PR #1854, opened 2026-07-29
Allow deferred preference validation for device categories

### LINKED ISSUE #1340: Brian preference files don't allow setting perferences registered in externel packages
During the import of `brian2`, the validity of preferences set in preference files is checked. At time of the brian2 import, any external package that defines a new preference (e.g. brian2cuda or brian2genn) will not be imported yet. If the preference files sets a preference registered in the external package, one gets a `Preference cateogry ... is unregistered` error.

------------------------------------

▶ _Exercise aim_: Set down the material exactly, keeping every line.

▶ _Reply_:
PR #1854, opened 2026-07-29
Allow deferred preference validation for device categories

### LINKED ISSUE #1340: Brian preference files don't allow setting perferences registered in externel packages
During the import of `brian2`, the validity of preferences set in preference files is checked. At time of the brian2 import, any external package that defines a new preference (e.g. brian2cuda or brian2genn) will not be imported yet. If the preference files sets a preference registered in the external package, one gets a `Preference cateogry ... is unregistered` error.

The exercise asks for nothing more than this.